Ich wünsche Euch einen schönen dritten Advent.

Vielen Dank, lieber Max L.

Ich freue mich seit Wochen hier wirklich sehr über einen sehr eifrigen Leser meines Blogs. Max L. liest sich seit dieser Zeit unermüdlich durch meinen Blog und mein Geschreibsel, so daß sich doch tatsächlich seit meinem Beitrag über meine Statistik vom 04. November diesen Jahres noch mal erheblich was an meiner Statistik für 2024 getan hat.

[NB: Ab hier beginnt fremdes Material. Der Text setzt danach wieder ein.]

Issue #3370, opened 2023-05-09
Remove extra spacing on txn signing


kkosiorowska:
Remove extra spaces on the txn signing when there is no warning. Make sure that the warning after changing the network settings appears smoothly. Check out the video and this [PR](https://github.com/tahowallet/extension/pull/3337).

Ich habe seit diesem Beitrag vom 04.11. tatsächlich 1000 Aufrufe mehr, knapp 200 Besucher mehr, gute 300 Likes mehr und 35 Kommentare mehr „eingeheimst- davon ganz viele Likes von Max L.

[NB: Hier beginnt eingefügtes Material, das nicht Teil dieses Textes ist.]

PR #3394, opened 2023-05-19
Verified/Unverified tokens 

### LINKED ISSUE #3213: Separate untrusted tokens option from “Hide asset balances under $2”

kkosiorowska:
Closes #3213 

Currently, the user sees a lot of unverified assets. The user should be able to hide them in the settings options. Unverified assets are a challenge to security. The user should be able to verify the asset and hide it if they have done it by mistake. This PR adds options to handle verified/unverified tokens.

## What

Tasks to be completed in the next PRs: 
- https://github.com/tahowallet/extension/issues/3399
- https://github.com/tahowallet/extension/issues/3400
- https://github.com/tahowallet/extension/issues/3401

[Figma](https://www.figma.com/file/q8gfu9XTbYBF07KMnDCtsD/UI---Dark?type=design&node-id=19229-386562&t=RniE6V5sKkBkEcUr-0)

### Changes
- Adding a toggle to the settings for untrusted assets (Carrying out the migration for new state)
- Update hidden assets for untrusted assets list (Only unverified assets should appear in the list of assets)
- Adding a banner when a user opens the list of unverified assets (When the user closes it, it should not be displayed again in the list)
- Adding tests to the display logic for trusted/untrusted tokens

### Additionally
- Fixing the problem of too-long token names
- Change of terminology from `scanWebsite` to `blockExplorer`

## UI

https://github.com/tahowallet/extension/assets/23117945/0632dc03-1101-4907-8d52-afe0f322c84a

## To Test

- [x] Check that the migration has been completed correctly without errors
- [x] See how the application behaves when the feature flag is disabled

Toggler for unverified tokens on settings page

- [x] By default, the toggler should be disabled. The list of unverified assets should not be visible. 
- [x] Enable display of unverified tokens. The list of unverified assets should appear on the wallet page.
- [x] The list should be hidden when the account does not have unverified tokens in the selected network. (Even if the toggler is enabled)
- [x] Disable display of unverified tokens. The list should disappear.

Token verification

- [x] Verify the asset and add them to the regular list.
- [x] Open a single page for the asset. Check that the correct untrusted token status messages appear.

## Testing Env

```
SUPPORT_UNVERIFIED_ASSET=true
```

Latest build: [extension-builds-3394](https://github.com/tahowallet/extension/suites/13153872262/artifacts/715278429) (as of Thu, 25 May 2023 18:12:31 GMT).


background/redux-slices/selectors/accountsSelectors.ts
```diff
@@ -152,35 +172,31 @@ const computeCombinedAssetAmountsData = (
...
+          acc.combinedAssetAmounts.push(assetAmount)
+        } else if (isUntrustedAsset(assetAmount.asset)) {
+          // FIXME: Assets with very low values should still be displayed as dust e.g. "<0,01"
+          const isPresent = assetAmount.decimalAmount > 0
+
+          // Don't display hidden assets whose calculated decimal amount is zero
+          if (!isPresent) return acc
+
+          acc.untrustedAssetAmounts.push(assetAmount)
+        }
```
Shadowfiend, line 195: We're trying to both categorize and filter here, and we're duplicating work that is mostly related in a way that's not going to be easy to maintain down the line, I think. We've also ended up bifurcating our logic for when to display untrusted assets from the logic for when to display trusted ones, which is going to lead to some weird behaviors.

My suggestion is we:
- Rename `isAssetAmountVisible` to `determineAssetDisplayAndTrust(...): { displayAsset: boolean; trustedAsset: boolean }` (using `Display` here so we use that term across decisions around whether to display an asset or not).
- Call it here as `const { displayAsset, trustedAsset } = determineAssetDisplayAndTrust(assetAmount, { hideDust, showUntrusted })`
- Use `displayAsset` to decide whether to add the asset and `trustedAsset` to decide which list to add it to.

Shadowfiend (commented):
Left some initial comments here, I think *mostly* from existing work. We'll have to discuss what should vs shouldn't be blocking merge.

background/main.ts
```diff
@@ -50,9 +50,14 @@ import {
   loadAccount,
   updateAccountBalance,
   updateAccountName,
+  updateAssetCache,
```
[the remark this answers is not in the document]
kkosiorowska: Let's rename it.

background/redux-slices/selectors/accountsSelectors.ts
```diff
@@ -73,31 +73,37 @@ const shouldForciblyDisplayAsset = (
...
       : assetAmount.mainCurrencyAmount > userValueDustThreshold
   const isPresent = assetAmount.decimalAmount > 0
-  const isTrusted = !isUntrustedAsset(assetAmount.asset)
 
-  return !!(
-    isForciblyDisplayed ||
-    (isTrusted && (hideDust ? isNotDust && isPresent : isPresent))
-  )
+  const trustedToBeVisible = showUntrusted || isTrusted
+  const enoughBalanceToBeVisible = isPresent && (isNotDust || !hideDust)
```
Shadowfiend, line 93: Can't handle it… I think we should introduce a `const showDust = !hideDust` and use it here. Every time I run into `|| !hideDust` my brain flips 😅

background/redux-slices/selectors/accountsSelectors.ts
```diff
@@ -229,14 +232,16 @@ export const selectAccountAndTimestampedActivities = createSelector(
   getAccountState,
   getAssetsState,
   selectHideDust,
+  selectShowUntrustedAssets,
```
Shadowfiend, line 235: Looking at this, I think we should probably name `showUntrusted` to `showUntrustedAssets` throughout the code? It's def clearer.

background/redux-slices/tests/accounts.unit.test.ts
```diff
@@ -279,148 +279,196 @@ describe("Accounts redux slice", () => {
...
             mainCurrencyAmount: 0,
           }),
           {
             hideDust: true,
+            showUntrusted: false,
           }
         )
-      ).toBeTruthy()
+
+        expect(displayAsset).toBeFalsy()
```
Shadowfiend, line 355: I would love to change all of the `toBeTruthy` and `toBeFalsy` to `toBe(true)` and `toBe(false)`. Our API is very specifically a boolean one, not one that can return undefined or null.

ui/pages/SingleAsset.tsx
```diff
@@ -91,6 +91,7 @@ export default function SingleAsset(): ReactElement {
       localizedDecimalAmount: undefined,
     }
 
+  const isTokenListAsset = !!asset?.metadata?.tokenLists?.length
```
Shadowfiend, line 94: Shouldn't `isUntrusted` be taking this into account?

ui/utils/networks.ts
```diff
@@ -113,3 +117,9 @@ export const getNetworkIcon = (network: EVMNetwork): string => {
 
   return FALLBACK_ICONS_BY_CHAINID[network.chainID] ?? ""
 }
+
+export const getScanWebsiteUrl = (network: EVMNetwork): string | undefined => {
```
Shadowfiend, line 121: We should unify terminology here by making `scanWebsite` be `blockExplorer`.

ui/_locales/en/messages.json
```diff
@@ -576,6 +580,12 @@
         "description": "You can also add a custom RPC, this can be a bit risky as you might add a malicious RPC without knowing, that could result in loss of funds.",
         "addBtn": "Add custom RPC (Advanced)"
       }
+    },
+    "unverifiedAssets": {
+      "tooltip": {
+        "firstPart": "Discover assets that you own but are not on our asset list. Some spam/scam assets will show up, so thread carefully.",
+        "secondPart": "These will show up in the bottom of asset page until you verify them."
```
Shadowfiend, line 587:
```suggestion
        "secondPart": "These will show up on the bottom of the asset page until you verify them."
```

ui/_locales/en/messages.json
```diff
@@ -819,6 +815,24 @@
...
       "description": "They help us improve the wallet.  You can disable anytime",
       "settingsLink": "Change settings"
+    },
+    "unverifiedAssets": {
+      "stateOfHiddenAssets1": "Hide",
+      "stateOfHiddenAssets2": "See",
+      "hiddenAssets": "{{stateOfHiddenAssets}} unverified assets ({{amount}})",
+      "verifyAsset": "Verify asset"
+    },
+    "trustedAssets": {
```
Shadowfiend, line 825: Should probably be `verifiedAssets`. Let's chat on Discord though and see here—there's a world where we need to lean in and talk about “verified”/“unverified” instead of trusted/untrusted across the codebase 🙃

ui/components/Shared/SharedBanner.tsx
```diff
@@ -12,7 +12,7 @@ type BannerProps = {
   customStyles?: string
 }
 
-type CanBeClosedProps =
+export type CanBeClosedProps =
```
Shadowfiend, line 15: Non-blocking, but I feel like this should be a single prop, `canBeClosedWithId?: string | undefined`. If the id exists and is undefined, it can be closed. If it doesn't or it's undefined, it cannot be closed. We should only split them apart if the id may exist separately from the `canBeClosed` flag's state. Otherwise we have to track a separate type, mix it in, export it, and do weird prop spreading—just doesn't feel like a good fit for a component prop.

ui/pages/SingleAsset.tsx
kkosiorowska: Yes `isUntrusted` takes this into account. But we need to check this value when the asset has been verified by the user.  I will move this to a separate function and add a comment to make it clear.

Shadowfiend:
I know we discussed how to handle the removal flow—rather than stacking that on top of this already-large PR, let's:

- Only execute the unverified asset click handler from `CommonAssetListItem` if the unverified list item feature flag is on.
- Only display the unverified asset stuff on the single asset page if the feature flag is on.
- Work to merge this PR without too much additional work (i.e., we can probably punt a lot of review work that isn't about the direct functionality to a follow-up PR).

Once this PR is merged, we can do the removal flow in a separate PR, and work on toggling the feature flag.

Shadowfiend (commented):
Ok, I left a few more thoughts, but I've entered the phase here where we have enough changes that I'm not going to do much more detailed review on anything that isn't new commits. Some things we could do better will get through, but that's fine.

I'm going to move to testing on Thursday morning unless you tell me not to 😁

background/assets.ts
```diff
@@ -44,6 +44,10 @@ export type AssetMetadata = {
    * legitimate asset.
    */
   trusted?: boolean
+  /**
+   * Set by the user to hide assets that have been verified by mistake.
+   */
+  hidden?: boolean
```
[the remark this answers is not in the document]
kkosiorowska: Let's separate this from the main PR. I will remove this part and prepare a separate PR for asset removal.

background/redux-slices/selectors/accountsSelectors.ts
kkosiorowska: Done, `const showDust = !hideDust` was introduced.

background/redux-slices/tests/accounts.unit.test.ts
kkosiorowska: Done.

ui/_locales/en/messages.json
```diff
@@ -576,6 +580,12 @@
         "description": "You can also add a custom RPC, this can be a bit risky as you might add a malicious RPC without knowing, that could result in loss of funds.",
         "addBtn": "Add custom RPC (Advanced)"
       }
+    },
+    "unverifiedAssets": {
+      "tooltip": {
+        "firstPart": "Discover assets that you own but are not on our asset list. Some spam/scam assets will show up, so thread carefully.",
```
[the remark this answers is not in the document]
kkosiorowska: Done.

background/services/indexing/index.ts
```diff
@@ -334,10 +335,10 @@ export default class IndexingService extends BaseService<Events> {
             annotationAddressesOnNetwork
           )
 
-        // An asset has baseline trust if we are already tracking the asset
-        // (e.g. via a previously baseline-trusted interaction or via a token
+        // An asset has baseline verify if we are already tracking the asset
+        // (e.g. via a previously baseline-verified interaction or via a token
         // list) OR the sender is a tracked address.
-        const baselineTrustedAsset =
+        const baselineVerifiedAsset =
```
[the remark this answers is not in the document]
kkosiorowska: Done.

background/main.ts
```diff
@@ -1915,7 +1916,7 @@ export default class Main extends BaseService<never> {
     addressNetwork: AddressOnNetwork
   }): Promise<void> {
     const { metadata = {} } = asset
-    // Manually imported tokens are trusted
+    // Manually imported tokens are verified
```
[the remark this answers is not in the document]
kkosiorowska: Changes: 

- The name was changed from `importAccountCustomToken` to `importCustomToken`.
- The logic for marking assets as verified has been pushed to the `IndexingService`.
- Unnecessary call to `addCustomAsset` removed.

At this moment, once the token has been verified, we update this status in the db.

Screenshot 2023-05-24 at 09 50 15

background/redux-slices/selectors/accountsSelectors.ts
kkosiorowska: Done.

background/services/indexing/index.ts
```diff
@@ -416,12 +411,16 @@ export default class IndexingService extends BaseService<Events> {
...
       async ({ addressNetwork, assetTransfers }) => {
         assetTransfers.forEach((transfer) => {
-          const fungibleAsset = transfer.assetAmount
-            .asset as SmartContractFungibleAsset
-          if (fungibleAsset.contractAddress && fungibleAsset.decimals) {
+          const fungibleAsset = transfer.assetAmount.asset
+          if (
+            isSmartContractFungibleAsset(fungibleAsset) &&
+            fungibleAsset.contractAddress &&
+            fungibleAsset.decimals
```
Shadowfiend, line 418: I think `isSmartContractFungibleAsset` already does this check, no?

background/services/indexing/index.ts
```diff
@@ -573,19 +572,22 @@ export default class IndexingService extends BaseService<Events> {
...
-    isTrusted: boolean
+    metadata: AnyAssetMetadata
   ): Promise<void> {
-    await this.db.updateAssetMetadata(asset, { trusted: isTrusted })
+    await this.db.updateAssetMetadata(asset, metadata)
     await this.cacheAssetsForNetwork(asset.homeNetwork)
   }
 
-  async importAccountCustomToken(
+  async importCustomToken(
```
Shadowfiend, line 583: A TODO for follow up work: to complete this rename we need to drop the `AddressOnNetwork` parameter and make the balance retrieval work across addresses (though only on the asset's network), as adding the asset is not an address-specific action.

ui/components/Wallet/AssetListItem/styles.ts
```diff
@@ -23,11 +23,13 @@ export default `
     justify-content: center;
     margin-left: 16px;
   }
+  .max_width {
```
Shadowfiend, line 26: Is there a reason we don't want that max-width on all items? If flexbox handles it on the verified assets, maybe we can see if there's a way to tweak the flexbox here rather than setting a pixel max.

Shadowfiend (commented):
Moar comments! Almost entirely for follow up PRs I think.

background/assets.ts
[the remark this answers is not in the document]
kkosiorowska: Let's do it in https://github.com/tahowallet/extension/issues/3399

background/main.ts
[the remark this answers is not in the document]
kkosiorowska: Let's fix it in https://github.com/tahowallet/extension/issues/3401

background/services/indexing/index.ts
kkosiorowska: Let's fix it in https://github.com/tahowallet/extension/issues/3401

ui/components/Shared/SharedBanner.tsx
kkosiorowska: Let's fix it in https://github.com/tahowallet/extension/issues/3403

background/redux-slices/utils/asset-utils.ts
```diff
@@ -332,23 +332,37 @@ export function heuristicDesiredDecimalsForUnitPrice(
   )
 }
 
+/**
+ * Check if the asset has a list of tokens.
+ * Assets that do not have it are considered unverified.
+ *
+ */
+export function isUnverifiedAsset(asset: AnyAsset | undefined): boolean {
```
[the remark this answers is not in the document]
kkosiorowska: Done.

ui/components/Wallet/UnverifiedAsset/AssetWarningSlideUp.tsx
```diff
@@ -76,73 +77,85 @@ export default function AssetWarningSlideUp(
...
+                        handleUpdateAssetMetadata({ trusted: true })
+                      }
+                    >
+                      {t("addToAssetList")}
+                    </SharedButton>
+                  )}
+                </>
+              ) : (
+                <SharedButton size="medium" type="secondary" onClick={close}>
+                  {t("close")}
```
Shadowfiend, line 158: Should we pull this from the global translation rather than having a namespaced one? e.g. as we do @ https://github.com/tahowallet/extension/blob/b9ce174531155d523581ee740f8c6ebf8d023eba/ui/components/Signing/Signer/SignerLedger/SignerLedgerFrame.tsx#L29 .

ui/pages/Settings.tsx
```diff
@@ -320,7 +320,7 @@ export default function Settings(): ReactElement {
   const generalList = [
     setAsDefault,
     hideSmallAssetBalance,
-    isEnabled(FeatureFlags.SUPPORT_UNVERIFIED_ASSET) && unverifiedAssets,
+    unverifiedAssets,
```
Shadowfiend, line 323: If we're leaving asset removal for a future PR, we should probably still block this on the feature flag, right?

ui/pages/SingleAsset.tsx
```diff
@@ -133,7 +144,9 @@ export default function SingleAsset(): ReactElement {
                 logoURL={asset?.metadata?.logoURL}
                 symbol={asset?.symbol}
               />
-              <span className="asset_name ellipsis">{symbol}</span>
+              <span className="asset_name">
+                {trimWithEllipsis(symbol, MAX_SYMBOL_LENGTH)}
```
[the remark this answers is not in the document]
Shadowfiend: Realized this might have been my question about max-width—if so, I 100% support using the CSS approach to truncate here, I was just wondering if we could leverage flexbox to handle the max width of the container (e.g. by making the left content lower priority than the right content—I don't remember off the top of my head what flexbox calls that) vs setting an explicit pixel `max-width`.

Either way, this is pretty minor and doesn't need to burn much more time right now.

Shadowfiend (commented):
Closed out most of the comments, intending to move more heavily into testing tomorrow!

ui/pages/Settings.tsx
kkosiorowska: The options for adding and deleting an asset are locked under the feature flag. Currently, unverified assets are hidden under the dust toggle so it seems to me that this part should not be hidden. Let's discuss this on discord.

background/main.ts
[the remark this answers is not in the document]
kkosiorowska: The property name changed from `trusted` to `verified`.

ui/pages/SingleAsset.tsx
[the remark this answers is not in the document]
kkosiorowska: We are currently using the trimWithEllipsis function for this in some of these cases.  That is why I chose to use it again and solve this issue. Let's solve this problem in this task https://github.com/tahowallet/extension/issues/3405

background/main.ts
```diff
@@ -1064,6 +1069,13 @@ export default class Main extends BaseService<never> {
 
     this.indexingService.emitter.on("assets", async (assets) => {
       await this.store.dispatch(assetsLoaded(assets))
+
+      if (isSmartContractFungibleAsset(assets[0])) {
+        await this.store.dispatch(
+          updateAssetMetadata([assets[0], assets[0].metadata ?? {}])
```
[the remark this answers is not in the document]
kkosiorowska: I have updated the logic and moved it to `assetsLoaded`. Take a look at it again please.

VladUXUI:
Overall looking and working good!
Here are some smaller notes:

- [ ] This button needs a mouse over to our white

image

- [ ]  Needs to change copy for the modal of an asset that is verified
Asset verified by you
Be aware of scam and spam assets, only interact with assets you trust.

- [ ] Let's not remember state of expanded menu.
This automatically stays open if i switch accounts, and that is not really a good thing.
It's also ok to close everytime a user opens up a modal to verify

ui/components/Wallet/UnverifiedAsset/AssetWarningSlideUp.tsx
kkosiorowska: Done.

kkosiorowska:
> * [ ]  This button needs a mouse over to our white

Screenshot 2023-05-25 at 20 11 23


> * [ ]   Needs to change copy for the modal of an asset that is verified
>   Asset verified by you
>   Be aware of scam and spam assets, only interact with assets you trust.

Screenshot 2023-05-25 at 20 12 23

Screenshot 2023-05-25 at 20 12 48


> * [ ]  Let's not remember state of expanded menu.
>   This automatically stays open if i switch accounts, and that is not really a good thing.
>   It's also ok to close everytime a user opens up a modal to verify


https://github.com/tahowallet/extension/assets/23117945/b2dcb05f-47dd-4643-89ef-4bbda96f5489

background/redux-slices/assets.ts
```diff
@@ -88,6 +94,7 @@ const assetsSlice = createSlice({
           if (duplicates.length === 0) {
             mappedAssets[newAsset.symbol].push({
               ...newAsset,
+              metadata: newAsset.metadata ?? {},
```
Shadowfiend, line 97: Do we need this in this slice? Metadata will always be included in `...newAsset`, and the only remaining component is making sure it's present, but I don't think we strictly need to do that here.

ui/components/Wallet/UnverifiedAsset/AssetVerifyToggler.tsx
```diff
@@ -47,7 +47,7 @@ export default function AssetVerifyToggler({
       <style global jsx>
         {`
           .asset_verify_toggler:hover .icon {
-            color: ${hoverColor};
+            background-color: ${hoverColor};
```
Shadowfiend, line 50: Do we need this even though we have the `hoverColor` specified above?

Shadowfiend (approved):
I think we're good to move on this. A couple of additional observations:
- `updateAssetMetadata` thunk seems like it should only be calling into `main`. `main` should call into `IndexingService` to update the metadata, and the `IndexingService` should re-emit `assets` with the updated metadata as a result, which will then percolate to the UI. The idea is always that if the UI needs to know about a change, chances are another service will also want to know about it. Making this change will remove the need for the `updateMetadata` reducer entirely.
- We should also remove the need for the `IndexingService` to emit `updateAssetReferences`. `IndexingService` shouldn't need to know about asset references, as it's a UI-specific detail—instead, we should probably emit this as part of the `assets` event handler.


I noted to @VladUXUI that the collapsing of the unverified asset list when bringing up the Verify Asset modal is jarring, so we'll hear more from him there.

Since we're behind a feature flag here, I'm going to go ahead and merge so we can keep moving!

VladUXUI:
@Shadowfiend is correct here, it is very jarring, but that might be because we close the expanded menu after we close the modal.

Can we close only if users switches accounts?

ui/components/Wallet/UnverifiedAsset/AssetVerifyToggler.tsx
kkosiorowska: Unfortunately, yes. Without this part of the code, the icon does not change color when hovered over. I think it has to do with the fact that we are nesting elements that react to hover. I will remove the unneeded `hoverColor` in the next PR.

kkosiorowska:
> @Shadowfiend is correct here, it is very jarring, but that might be because we close the expanded menu after we close the modal.
> 
> Can we close only if users switches accounts?

I agree, it's annoying after a long time. I missed it by making improvements. Let's fix this in the next PR.

background/redux-slices/assets.ts
kkosiorowska: You are right because this logic appears here [earlier](https://github.com/tahowallet/extension/blob/main/background/services/indexing/index.ts#L642). I will fix this in the next PR.

Shadowfiend:
Want to be clear: collapsing the list is the only past I found jarring! Rest is 👌 from my perspective, such as it is 😄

Haut meine Statistik drastisch nach vorne 🙂 und von daher lieber Max L ein ganz herzliches Danke schön für deine Besuche auf meinem Blog.

Wollte ich zu Anfang der Woche gleich mal vermelden – eine richtig „wilde“ Woche liegt hinter mir – Dienstag ins Heimatstädchen, Mittwoch Diamantene Hochzeit meiner Eltern mit feierlichem Akt in einer Kapelle und richtig toller Familienzusammenkunft und leckerem Essen am Abend. Donnerstag zurück nach München mit einem meiner Lieblingsmenschen im Auto, Donnerstag nachmittag bis Donnerstag Abend Fotografieren einer Loungeparty, Freitag Ankunft der beiden Lieblingstanten und abends in der Olympiahalle die Night of the Proms – seit mittlerweile 26 Jahren aus meinem Leben nicht mehr wegzudenken. Samstag Christkindlesmarkt mit den Lieblingsbesuchern, Sonntag gemütlich und am Abend lecker beim Asiaten und heute Aufbruchstimmung des Besuches und ich bin beim Ordnung machen, Betten abziehen und Wäsche machen, Staubsaugen und was man sonst noch so tut, wenn der Besuch wieder abreist.

Heute fotografiere ich noch einen „privaten“ Christkindlesmarkt von einem meiner Kunden und dann hab ich die ganze Woche außer Freitag nix auf dem Programm….den normale Alltagswahnsinn vor Weihnachten zähle ich mal nicht dazu.